Parce qu’il avait sa carte de donneur !
Je m’appelle Elodie. J’ai 50 ans, je suis maman de deux enfants, Juliette et Alexandre. Pendant 28 ans j’ai vécu avec un homme extraordinaire. Notre relation était fusionnelle. Puis un jour tout a basculé …
Alain était ambulancier, régulateur dans une petite entreprise. Il n’a jamais compté ses heures, ni pour ses clients ni pour ses collègues. Mais un jour il a sombré dans un burn-out terrible. Il a lutté pendant deux ans pour en sortir mais son combat s’est terminé en octobre 2017. Sa maladie a gagné et n’en pouvant plus il a mis fin à ses jours.
La matinée avait pourtant bien commencé, nous étions tous les deux.
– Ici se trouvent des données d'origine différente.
PR #11534, opened 2025-12-31
Update mariadb package name

ChillerDragon:
Both ubuntu and debian throw the following error

```
$ sudo apt install libmariadbclient-dev
[sudo] password for chiller:
Package libmariadbclient-dev is not available, but is referred to by another package.
This may mean that the package is missing, has been obsoleted, or
is only available from another source
However the following packages replace it:
  libmariadb-dev-compat  libmariadb-dev

Error: Package 'libmariadbclient-dev' has no installation candidate
```

## Checklist

### DIFF
--- a/README.md
+++ b/README.md
@@ -121,7 +121,7 @@ The following is a non-exhaustive list of build arguments that can be passed to 
 	Whether to enable WebSocket support for server. Setting to ON requires the `libwebsockets-dev` library installed. Default value is OFF.
 
 * **-DMYSQL=[ON|OFF]** <br>
-	Whether to enable MySQL/MariaDB support for server. Requires at least MySQL 8.0 or MariaDB 10.2. Setting to ON requires the `libmariadbclient-dev` library installed, which are also provided as bundled libraries for the common platforms. Default value is OFF.
+	Whether to enable MySQL/MariaDB support for server. Requires at least MySQL 8.0 or MariaDB 10.2. Setting to ON requires the `libmariadb-dev-compat` library installed, which are also provided as bundled libraries for the common platforms. Default value is OFF.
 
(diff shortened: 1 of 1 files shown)


ChillerDragon:
Not sure exactly which we want libmariadb-dev-compat  or libmariadb-dev I seemed to have both on all my systems.

ChillerDragon:
I just tested on ubuntu. Just using `libmariadb-dev` works. Should we go with that instead of the compat one?

def-:
I'm not sure! I remember that we had compatibility problems around all of this, but I don't exactly understand what the compat version adds.

ChillerDragon:
On my debian laptop and debian vps I have both packages and it worked well for quite some time. On some ubuntu vps I just tested only the `libmariadb-dev` that worked good so far too.

So the only untested case is what this pr adds :D let me quickly try locally.

ChillerDragon:
Okay never mind

```
$ sudo apt install libmariadb-dev-compat
Installing:                     
  libmariadb-dev-compat

Installing dependencies:
  libmariadb-dev

Summary:
  Upgrading: 0, Installing: 2, Removing: 0, Not Upgrading: 0
  Download size: 304 kB
  Space needed: 1,121 kB / 122 GB available

Continue? [Y/n] 
```

Compat installs both and that case is well tested. So the pr seems good to me. No further questions.

heinrich5991:
Apparently, the `libmariadb-dev-compat` package [installs some symlinks renaming stuff from mariadb to mysql](https://packages.debian.org/trixie/amd64/libmariadb-dev-compat/filelist). Since it works without those, we could probably recommend `libmariadb-dev` instead.

```
/usr/bin/mysql_config
/usr/include/mysql
/usr/lib/x86_64-linux-gnu/libmysqlclient.a
/usr/lib/x86_64-linux-gnu/libmysqlclient.so
/usr/lib/x86_64-linux-gnu/libmysqlclient_r.a
/usr/lib/x86_64-linux-gnu/libmysqlclient_r.so
/usr/lib/x86_64-linux-gnu/pkgconfig/mysqlclient.pc
/usr/share/doc/libmariadb-dev-compat/changelog.Debian.gz
/usr/share/doc/libmariadb-dev-compat/copyright
```

ChillerDragon:
sounds good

Alain s’était levé tôt comme à son habitude et vers 9 h15 il m’a monté un café au lit, m’a offert un énorme bouquet de roses en me disant qu’il m’aimait, qu’il y avait longtemps qu’il ne m’avait pas offert de fleurs et que tout allait changer, qu’une page allait se tourner !
Vers 12 h15, alors qu’il s’était endormi devant la télé, je ne l’ai plus entendu. Je suis allée près de lui et j’ai vu tout de suite qu’il était en arrêt cardio-respiratoire. Je l’ai soulevé de son fauteuil, mis sur le sol et j’ai commencé une réanimation en appelant le 15. En attendant les pompiers et le SMUR, j’ai continué le massage, puis les secours sont arrivés. Pendant près de 45 min je les ai vus faire tout ce qui était humainement possible pour sauver Alain. Quand son cœur est reparti, je savais que l’homme de ma vie ne reviendrait jamais, son cerveau ne réagissait plus.
Au Centre Hospitalier de Beuvry où il a été emmené, on m’a confirmé qu’il n’avait plus ses réflexes. J’ai tout doucement préparé mes enfants au pire.
Alain a été déclaré en mort cérébrale en fin de journée à l’âge de 49 ans. Le médecin est venu nous confirmer ce que nous savions déjà. Avec elle il y avait deux infirmières de la coordination des dons d’organes. Elles n’ont pas eu besoin de parler : j’ai sorti le portefeuille d’Alain et leur ai remis sa carte de donneur. Mes enfants n’ont pas été surpris car nous en avions parlé ensemble quelques années auparavant.
Mais la famille d’Alain a tout de suite manifesté son opposition.
C’était sa volonté pas la leur ! Heureusement qu’il avait sa carte et que nous connaissions sa position, sinon il n’y aurait pas eu de prélèvement …
Les infirmières m’ont informée de l’évolution de l’intervention et ont pris soin de l’amour de ma vie. Les médecins n’ont pu prélever que ses reins.
Je suis fière de lui
Alain a vécu toute sa vie pour les autres, et au-delà de la mort il a continué à vivre. Je suis fière de lui et je sais que quelque part il a aidé deux personnes à reprendre une vie normale. Tout ce que je souhaite c’est que ces gens prennent soin du cadeau qu’ils ont reçu et que quelquefois ils aient une toute petite pensée pour lui …
Il y a 17 mois j’ai perdu mon ami, le père de mes enfants, l’amour de ma vie. MAIS deux familles ont retrouvé la joie de vivre grâce a sa générosité et à la volonté qu’il avait eu, de son vivant, de se positionner en faveur du don d’organes. La carte de donneur nous a aidés.